- **Problem details**
Search each line of the data for the word "just"; copy every line where it is found.

BEGIN

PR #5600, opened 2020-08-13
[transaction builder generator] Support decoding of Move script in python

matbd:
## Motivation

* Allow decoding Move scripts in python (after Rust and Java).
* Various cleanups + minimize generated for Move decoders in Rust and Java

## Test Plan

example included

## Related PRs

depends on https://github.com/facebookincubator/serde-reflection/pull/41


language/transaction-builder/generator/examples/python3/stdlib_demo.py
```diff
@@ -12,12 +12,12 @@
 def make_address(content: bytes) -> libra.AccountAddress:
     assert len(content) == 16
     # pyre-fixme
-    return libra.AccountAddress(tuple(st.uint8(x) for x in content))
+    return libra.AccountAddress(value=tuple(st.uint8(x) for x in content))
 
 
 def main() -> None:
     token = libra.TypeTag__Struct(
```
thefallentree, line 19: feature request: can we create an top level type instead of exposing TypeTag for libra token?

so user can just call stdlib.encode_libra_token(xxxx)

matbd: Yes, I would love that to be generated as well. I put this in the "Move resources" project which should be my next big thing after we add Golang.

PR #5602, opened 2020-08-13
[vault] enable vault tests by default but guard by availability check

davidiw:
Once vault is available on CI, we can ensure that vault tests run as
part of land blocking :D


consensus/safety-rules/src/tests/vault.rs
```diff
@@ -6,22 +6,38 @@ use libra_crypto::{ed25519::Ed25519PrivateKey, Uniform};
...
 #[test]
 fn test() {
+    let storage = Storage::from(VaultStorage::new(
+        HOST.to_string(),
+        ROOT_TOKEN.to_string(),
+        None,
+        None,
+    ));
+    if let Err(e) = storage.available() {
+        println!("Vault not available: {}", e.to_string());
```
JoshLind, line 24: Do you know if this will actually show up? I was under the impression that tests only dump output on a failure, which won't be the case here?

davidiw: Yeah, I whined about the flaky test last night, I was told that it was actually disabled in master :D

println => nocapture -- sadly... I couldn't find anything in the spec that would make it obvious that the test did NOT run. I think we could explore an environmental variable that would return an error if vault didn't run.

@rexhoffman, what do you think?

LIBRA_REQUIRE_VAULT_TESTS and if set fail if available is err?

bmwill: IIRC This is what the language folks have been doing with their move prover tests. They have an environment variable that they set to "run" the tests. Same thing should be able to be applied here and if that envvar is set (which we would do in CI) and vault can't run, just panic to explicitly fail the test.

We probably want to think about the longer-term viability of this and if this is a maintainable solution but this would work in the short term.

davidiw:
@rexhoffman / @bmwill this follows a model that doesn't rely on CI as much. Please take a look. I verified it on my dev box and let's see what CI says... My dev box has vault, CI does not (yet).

END
BEGIN

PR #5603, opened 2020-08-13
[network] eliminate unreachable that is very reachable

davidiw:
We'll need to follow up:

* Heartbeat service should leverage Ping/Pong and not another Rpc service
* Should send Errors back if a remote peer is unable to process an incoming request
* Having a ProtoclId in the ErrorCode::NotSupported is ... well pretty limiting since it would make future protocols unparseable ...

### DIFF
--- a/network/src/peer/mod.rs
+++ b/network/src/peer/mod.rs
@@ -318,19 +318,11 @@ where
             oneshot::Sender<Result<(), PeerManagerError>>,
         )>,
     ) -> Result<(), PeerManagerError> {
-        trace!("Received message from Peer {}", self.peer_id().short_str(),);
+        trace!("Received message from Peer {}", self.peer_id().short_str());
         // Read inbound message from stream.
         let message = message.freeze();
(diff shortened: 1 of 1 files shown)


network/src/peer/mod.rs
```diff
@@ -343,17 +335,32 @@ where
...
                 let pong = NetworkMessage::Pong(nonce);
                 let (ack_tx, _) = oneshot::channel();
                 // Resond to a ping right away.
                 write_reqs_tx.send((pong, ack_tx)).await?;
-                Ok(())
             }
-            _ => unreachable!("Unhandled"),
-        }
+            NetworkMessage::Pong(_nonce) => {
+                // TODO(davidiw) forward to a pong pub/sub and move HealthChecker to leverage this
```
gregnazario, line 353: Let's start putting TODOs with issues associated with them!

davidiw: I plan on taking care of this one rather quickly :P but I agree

END

- **Finished task**
so user can just call stdlib.encode_libra_token(xxxx)
bmwill: IIRC This is what the language folks have been doing with their move prover tests. They have an environment variable that they set to "run" the tests. Same thing should be able to be applied here and if that envvar is set (which we would do in CI) and vault can't run, just panic to explicitly fail the test.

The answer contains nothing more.